[Start of Attachment]

PR #2406, opened 2023-03-25
[jak2] fix flickering and depth writes

water111:
Fixes some mistakes with merc draw modes. The glass in the palace level no longer writes to the depth buffer (it's "water"):
image

Also fixes the one-frame flickers when level draw orders change. We might be able to make this more efficient in the future, but this will at least fix the frame with nothing drawn.


water111:
Also, fix a mistake in texture offsets that was causing green eyes here:
image

PR #29, opened 2022-12-07
Workaround redhat_subscription requiring creds even when unneeded

ptoscano:
The 'redhat_subscription' module currently requires parameters for credentials in case state=present. This applies also in case the system is already registered (and force_register=false), being then effectively unused. This is proposed as change to 'redhat_subscription' as: https://github.com/ansible-collections/community.general/pull/5664

In the meanwhile, workaround this situation locally in the role:
- add a fake credential string as private variable
- pass the fake credential string to both 'username' and 'password' in case rhc_state=present and the system is already registered

This way, all the users of the role do not need to specify credentials when not needed; this reflects in the tests, from which it is possible to drop the extra credentials.

### DIFF
--- a/tasks/subscription-manager.yml
+++ b/tasks/subscription-manager.yml
@@ -31,8 +31,14 @@
 - name: Call subscription-manager
   community.general.redhat_subscription:
     state: "{{ rhc_state | d('present') }}"
-    username: "{{ rhc_auth.login.username | d(omit) }}"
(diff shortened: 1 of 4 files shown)


ptoscano:
[citest]

richm (approved):

ptoscano:
[citest]

PR #31, opened 2022-12-07
use tox-lsr 2.14.1

richm:


richm:
* tox-lsr moved to use ansible-core 2.14 which does not support python 3.8 - rather than try to revert that, I moved some of the ansible related checks to use python 3.9
* for some reason the latest ansible-test image does not work with docker - so install the `podman-docker` package to "fool" the system into using `podman` instead of `docker` - the package is only available on `ubuntu-latest` - in order to do this, we first have to remove `moby-cli` (aka `docker-client`)

This isn't pretty, and I have a big plan to replace all of this stuff with
* individual github actions for yamllint, ansible-lint, etc.
* removal of py, pylint, etc. tests for non-python roles

But for now this should get CI working again. If you guys approve, I'll roll this out to all roles.

PR #34, opened 2022-12-08
Fix passing 'server_insecure' to 'redhat_subscription'

ptoscano:
The role parameter 'rhc_server.insecure' is a boolean parameter, whereas the configuration value for subscription-manager is a string with the values '0' (== secure) or '1' (== insecure). Thus, passing the boolean value of the role parameter as-is to 'redhat_subscription' is not correct.

Use a slightly more complex approach for it:
- if 'rhc_server.insecure' is not passed or it was passed as "omit" value, then omit it
- if 'rhc_server.insecure' is true, pass '1'
- if 'rhc_server.insecure' is false, pass '0'


tasks/subscription-manager.yml
```diff
@@ -39,7 +39,14 @@
     server_hostname: "{{ rhc_server.hostname | d(omit) }}"
     server_port: "{{ rhc_server.port | d(omit) }}"
     server_prefix: "{{ rhc_server.prefix | d(omit) }}"
-    server_insecure: "{{ rhc_server.insecure | d(omit) }}"
+    server_insecure: "{% if ( 'insecure' not in rhc_server
```
richm, line 42:
```
"{{ omit if (rhc_server.insecure | d(omit) == omit)
     else rhc_server.insecure | ternary('1', '0') }}"
```

ptoscano:
[citest]

richm (approved):

PR #39, opened 2022-12-16
Add check for non-inclusive language

nhosoi:
Add a check for usage of terms and language that is considered
non-inclusive. We are using the woke tool for this with a wordlist
that can be found at
https://github.com/linux-system-roles/tox-lsr/blob/main/src/tox_lsr/config_files/woke.yml

tests/tasks/setup_candlepin.yml - cleanup non-inclusive words.

### DIFF
--- a/tests/tasks/setup_candlepin.yml
+++ b/tests/tasks/setup_candlepin.yml
@@ -24,6 +24,7 @@
     - name: Clone ansible-role-candlepin repo
       git:
         repo: https://github.com/candlepin/ansible-role-candlepin.git
+        # wokeignore:rule=master
         version: master
         dest: "{{ playbook_dir }}/roles/candlepin"
       delegate_to: 127.0.0.1
--- a/.github/workflows/woke.yml
+++ b/.github/workflows/woke.yml
@@ -1,0 +1,18 @@
+# yamllint disable rule:line-length
+name: Check for non-inclusive language
+on:  # yamllint disable-line rule:truthy
+  - pull_request
+jobs:
+  woke:
+    name: woke
+    runs-on: ubuntu-latest
+    steps:
+      - name: Checkout
+        uses: actions/checkout@v3
+
+      - name: woke
+        uses: get-woke/woke-action@v0
+        with:
+          woke-args: "-c https://raw.githubusercontent.com/linux-system-roles/tox-lsr/main/src/tox_lsr/config_files/woke.yml"
+          # Cause the check to fail on any broke rules
+          fail-on-error: true


tests/tasks/setup_candlepin.yml
```diff
@@ -22,9 +22,9 @@
         - ansible_distribution_major_version | int > 8
 
     - name: Clone ansible-role-candlepin repo
+      # noqa git-latest
       git:
         repo: https://github.com/candlepin/ansible-role-candlepin.git
-        version: master
```
ptoscano, line 27: while I understand the concern, this is a branch name, and as such it cannot be avoided...

since I'd like to keep the explicit specification of the branch checked out, is there any possibility to add a local override?

richm: > while I understand the concern, this is a branch name, and as such it cannot be avoided...
> 
> since I'd like to keep the explicit specification of the branch checked out, is there any possibility to add a local override?

If I understand how git clone works, if you do not specify a `version` (i.e. a branch name, tag, commit hash, etc.), then git clone will use the default branch configured in github.  This is what we would prefer.

If we must use `version: master` then we will need to use `version: master  # wokeignore:rule=master`

ptoscano: > If I understand how git clone works, if you do not specify a `version` (i.e. a branch name, tag, commit hash, etc.), then git clone will use the default branch configured in github.

This is true, and it works fine for my own personal interactive usage. Since here it is about automating, I think what should be done here is making sure to pull the wanted branch without relying on its default configuration.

[End of Attachment]

__EXERCISE OBJECTIVE__
Show all lines in the records above that hold "yamllint".

__ANSWER TO THIS TASK__
* individual github actions for yamllint, ansible-lint, etc.
+# yamllint disable rule:line-length
+on:  # yamllint disable-line rule:truthy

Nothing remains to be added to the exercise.